PR #718, opened 2021-09-14
Recover scroll position on new data load

roubkar:
Fixed Runs table unmount-mount issue caused by `key` prop value change.


rubenaprikyan (approved):
Great !

PR #719, opened 2021-09-14
Add ability to toggle column visibility in Runs table

roubkar:
- Add ability to toggle visibility of a single column
- Add ability to hide/show all columns
- Add ability to hide columns with the same value for each row (show table diff)


rubenaprikyan (approved):
Thank's for doing this!

PR #724, opened 2021-09-15
Fix Table export CSV button for all (Metrics, Params, Runs) pages

KaroMourad:
Fix:
 - sorted by order
 - filter hidden columns
 - 'getDataAsTableRows' function
 
 Add: 
 - xStep value for table columns for value, epoch, timestamp
 - tune grouped data export for table


VkoHov (approved):

rubenaprikyan (approved):
Great!

PR #738, opened 2021-09-16
Fix handling bug of api error corner cases

rubenaprikyan:
- Fix handling bug of api error corner cases
- change memo's comparator logic to re-render table after changing rowHeight prop


roubkar (approved):

rubenaprikyan:
- Fix handling bug of api error corner cases
- Change memo's comparator logic to re-render table after changing rowHeight prop

PR #745, opened 2021-09-16
Add group aggregation data to table value column

roubkar:
- Modify value column content for group header rows
- Apply group aggregation data change to table dynamic update function


arsengit (approved):
nice

PR #747, opened 2021-09-16
Update rendering dependencies in Table component

arsengit:
Updated rendering dependencies in Table component
---
- Deleted unnecessary key property from Table component (Metrics/Params)


rubenaprikyan (approved):
This is a better solution than setting a key, thanks!

PR #758, opened 2021-09-20
Display group config properties in table

roubkar:
- Add group config elements to table group first column
- Display row color on rows first cell


roubkar:
Screen Shot 2021-09-20 at 17 26 42

arsengit (approved):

**The task:** Filter the records above down to the lines containing "opened".

**Answer for the task:**
PR #718, opened 2021-09-14
PR #719, opened 2021-09-14
PR #724, opened 2021-09-15
PR #738, opened 2021-09-16
PR #745, opened 2021-09-16
PR #747, opened 2021-09-16
PR #758, opened 2021-09-20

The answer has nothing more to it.